Betrüger im Internet treten nicht nur als Verkäufer, sondern auch als interessierte Käufer auf.

Auf Verkaufsplattformen wie beispielsweise ebay.com oder willhaben.at geben Betrüger vor, sie würden sich für angebotene Waren interessieren. Sie stellen Fragen und versuchen ein Gespräch aufzubauen, um glaubhaft und vertrauenswürdig zu wirken.

Bezahlung nur über PayPal möglich

Im späteren Verlauf der Konversation bekunden die Betrüger, dass sie nicht mittels Bargeld bezahlen können, sondern nur mit dem Online-Bezahlsystem PayPal. Die falschen Kunden verlangen die PayPal-E-Mail-Adresse der inserierenden Verkäufer, um diesen den Preis für die Ware inklusive einem Extrabetrag für den Transport zu überweisen. 

Überweisung an die Transportfirma

Nach Übermittlung ihrer E-Mail-Adresse erhalten die Verkäufer eine gefälschte E-Mail mit der Information, dass der gewünschte Geldbetrag für die Ware überwiesen wurde. Außerdem soll der Verkäufer mit dem zusätzlich überwiesenen Geldbetrag das Transportunternehmen vorab bezahlen. Überweist dieser nun die Transportkosten auf das angebliche Konto des Spediteurs, so ist der Betrug gelungen. Denn tatsächlich hat der Verkäufer nie das Geld für die Ware und den Transport erhalten.

Ähnliche Abzockversuche beschreibt die englischsprachige Website Scam Detector.
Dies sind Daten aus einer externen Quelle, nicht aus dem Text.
PR #1786, opened 2022-02-09
[CIS-1420] Fix `ChannelListController.loadNextChannels` using incorrect `limit`

b-onc:
### 🔗 Issue Link
CIS-1420

### 🎯 Goal

`ChannelListController.loadNextPages(limit:)` should use the `ChannelListController.query`s `pageSize` param when `limit` is omitted

### 🛠 Implementation

We forgot to set the `requestedChannelsLimit` value in `init`, so 25 was always used

### 🧪 Testing

Unit tests are added for the fix.

### ☑️ Checklist


Sources/StreamChat/Controllers/ChannelListController/ChannelListController.swift
```diff
@@ -42,7 +42,7 @@ public class ChatChannelListController: DataController, DelegateCallable, DataSt
             client.apiClient
         )
     
-    private let requestedChannelsLimit = 25
+    private let requestedChannelsLimit: Int
```
nuno-vieira, line 45:
```suggestion
    private let requestedChannelsLimit: Int
```
```suggestion
    private let requestedChannelsLimit: Int
```

nuno-vieira, line 45: Do we even need this?
```suggestion
```

We can then later just use:
`let limit = limit ?? query.pagination.pageSize` instead of `let limit = limit ?? requestedChannelsLimit`

nuno-vieira (approved):
LGTM! ✅ Just added on small nit comment, feel free to update it, but not a big deal 👍

Sources/StreamChat/Controllers/ChannelListController/ChannelListController_Tests.swift
```diff
@@ -676,14 +714,53 @@ class ChannelListController_Tests: XCTestCase {
...
+        XCTAssertFalse(completionCalled)
+        
+        // Assert correct `Pagination` is created
+        XCTAssertEqual(
+            env!.channelListUpdater?.update_queries.first?.pagination,
+            .init(pageSize: pageSize, offset: controller.channels.count)
+        )
+        
+        // Keep a weak ref so we can check if it's actually deallocated
+        weak var weakController = controller
```
evsaev, line 747: The same comment about 2 test vs 1 applies

evsaev (commented):
Looks good 👍 Just a minor comment with regard to multi-purpose tests.

Another thing I noticed (unrelated to the PR) is that we are currently not consistent about how we pass the page size. There're 3 options for how we do that:
1. `limit: Int? = nil` (ChannelListController.loadNextChannels)
2. `limit: Int = 25` (ChatMessageSearchController.loadNextMessages)
3. `limit: Int = .channelWatchersPageSize` (ChatChannelWatcherListController.loadNextWatchers)

Not a big deal but having a single way would make it a bit more organized 🙂 I vote for 3rd option but with a dedicated scope for constants to not pollute built-in types namespaces

nuno-vieira:
> Looks good 👍 Just a minor comment with regard to multi-purpose tests.
> 
> 
> 
> Another thing I noticed (unrelated to the PR) is that we are currently not consistent about how we pass the page size. There're 3 options for how we do that:
> 
> 1. `limit: Int? = nil` (ChannelListController.loadNextChannels)
> 
> 2. `limit: Int = 25` (ChatMessageSearchController.loadNextMessages)
> 
> 3. `limit: Int = .channelWatchersPageSize` (ChatChannelWatcherListController.loadNextWatchers)
> 
> 
> 
> Not a big deal but having a single way would make it a bit more organized 🙂 I vote for 3rd option but with a dedicated scope for constants to not pollute built-in types namespaces

Nice catch @evsaev ! We should have consistency. 1. or 2. is what makes more sense

Sources/StreamChat/Controllers/ChannelListController/ChannelListController_Tests.swift
```diff
@@ -164,6 +164,44 @@ class ChannelListController_Tests: XCTestCase {
...
+            AssertTestQueue(withId: queueId)
+            completionCalled = true
+        }
+        
+        // Keep a weak ref so we can check if it's actually deallocated
+        weak var weakController = controller
+        
+        // (Try to) deallocate the controller
+        // by not keeping any references to it
+        controller = nil
```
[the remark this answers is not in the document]
b-onc: Since nearly all `ChannelListController` tests have this logic, I think we should leave this to a bigger refactoring task for now

PR #1787, opened 2022-02-09
[CIS-1553] Fix Message Input Accessibility for Large Text

nuno-vieira:
### 🔗 Issue Link
CIS-1553

### 🎯 Goal
When the accessibility for the input text was Large, the placeholder was being wrapped.

### 🛠 Implementation
Make sure the placeholder has a limited width and that the font size is adjusted to a certain point to fit the width of the input.

### 🎨 Changes
Before:
image

After: 
image

### 🧪 Testing
- Open Accessibility Inspector  (Xcode > Open Developer Tool > Accessibility Inspector)
- Select the parameters icon in the top right corner
- Change the text size to large

### ☑️ Checklist


Sources/StreamChatUI/CommonViews/InputTextView/InputTextView.swift
```diff
@@ -98,10 +100,10 @@ open class InputTextView: UITextView, AppearanceProvider {
             )
         )
         placeholderLabel.pin(anchors: [.centerY], to: self)
```
evsaev, line 102: Hmm, why do we need this constraint? Aren't we pinning all frame anchors to the superview?

evsaev (approved):
👏

Sources/StreamChatUI/CommonViews/InputTextView/InputTextView.swift
nuno-vieira: I also though it was weird, but we need it some how, otherwise the placeholder is not centered in the y axis 🤔

PR #1788, opened 2022-02-11
Offline Support - APIClient Recovery Mode

polqf:
### 🔗 Issue Link
Par of https://stream-io.atlassian.net/browse/CIS-1484

### 🎯 Goal

The goal of this PR is to allow the APIClient to enter in a recovery mode where no other requests than the ones involved in the recovery/offline sync. During that process, requests in the APIClient should be executed in serial

### 🛠 Implementation

This PR introduces the concept of Operation Queues in the APIClient. There are two queues:
- Requests queue: Concurrent operations. Gives us the option to stop the queue and to easily queue a request.
- Recovery queue: Serial queue, where only recovery related operations are handled

The idea of having two queues is to limit the complexity added by having recovery mode. When in recovery mode, the requests queue is paused, but requests can still be queued. Once the recovery is done, we simply resume the queue so the requests can go through.

### ☑️ Checklist


Sources/StreamChat/APIClient/APIClient.swift
```diff
@@ -28,6 +28,18 @@ class APIClient {
...
+    private let recoveryQueue: OperationQueue = {
+        let operationQueue = OperationQueue()
+        operationQueue.name = "com.stream.api-client.recovery"
+        operationQueue.maxConcurrentOperationCount = 1
+        return operationQueue
+    }()
+
+    /// Determines whether the APIClient is in recovery mode. During recovery period we limit the concurrent operations to 1, and we only allow recovery related
+    /// requests to be run,
+    @Atomic private var isRecoveryModeOn: Bool = false
```
bielikb, line 41: Something like
```suggestion
    @Atomic private var isInRecoveryMode: Bool = false
```

might be more readable. Furtherly, does it makes sense to turn this property into readonly?
```
private (set) var ...
```

Sources/StreamChat/Repositories/SyncRepository_Tests.swift
```diff
@@ -190,10 +196,11 @@ final class SyncRepository_Tests: XCTestCase {
 
         if let result = requestResult {
             // Simulate API Failure
-            AssertAsync {
-                Assert.willNotBeNil(self.apiClient.request_completion)
+            AssertAsync.willBeTrue(apiClient.recoveryRequest_completion != nil)
+            guard let callback = apiClient.recoveryRequest_completion as? (Result<MissingEventsPayload, Error>) -> Void else {
+                XCTFail()
```
bielikb, line 201: Can we populate the `XCTFail` call here? If this test fails on CI it will be hard to reason about the issue.

Sources/StreamChat/APIClient/APIClient.swift
```diff
@@ -145,10 +179,9 @@ class APIClient {
                     completion(.success(decodedResponse))
                 } catch {
                     if error is ClientError.ExpiredToken {
-                        self.refreshToken {
-                            log.info("Token Refreshed", subsystems: .httpRequests)
+                        self.refreshToken { refreshError in
+                            completion(.failure(refreshError ?? error))
```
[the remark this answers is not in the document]
polqf: Added new documentation here. Let me know 😄

bielikb (approved):

evsaev (approved):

Nachfolgend ein Konversationsbeispiel eines KONSUMENT-Lesers mit einem solchen Betrüger auf willhaben.at. Bei der Ware handelt es sich um ein E-Bakfiets Fahrrad (Lastenfahrrad). Der willhaben.at-Verkäufer wird per SMS ohne Absendenummer, aber mit einem Namen ('rossndoggie'), kontaktiert.

Kontaktaufnahme per SMS

"Hello, regarding your advert on willhaben.at do you still have the bicycle for sale please reply at john_owens001@outlook.com Thank you."

Inserent antwortete per E-Mail

"Yes, the e-bakfiets is still for sale
Regards 
XX"

Angeblicher Kunde 'John Owens' scheint sehr interessiert

"I am interested in buying it and i would like to get it as soon as i can. I would appreciate if you can answer the few questions below:

Why are you selling it?
How much do you want for it?
How long have you owned it?

Sorry about the too much of question. I hope to hear from you soon, and i will make all transportation preparations for it to be transported to my home in UK. If possible can you send me some recent picture of the item?

my tell +447024067146

Best regards
John"

Inserent ist skeptisch bezüglich des Transportes nach Großbritannien

"Hello,
As i wrote in willhaben, we have to sell it because in winter 2014 it will be to small for our family. This Bakfiets is designed for 2 children;-)

the price is 1950 EUR - the same as in willhaben

i owned the bike for one year. We bought it used and a shop in vienna puts the engine, the batterie and the Magura brakes on it.

How will you transport the bike to the UK? It's about 2 meters long and weights about 40kg .

regards
XX"

Käufer bekundet, (nur) über PayPal bezahlen zu wollen

"I'm satisfied with the price & condition. I am buying it internationally to UK and i would pay you through PayPal into your PayPal account directly as it is the fastest & easiest way for me to make payment at this moment, do not worry about paypal charges as i would be paying for it & about the transportation, i shall arrange for a transport agent to come to your home directly for the pickup.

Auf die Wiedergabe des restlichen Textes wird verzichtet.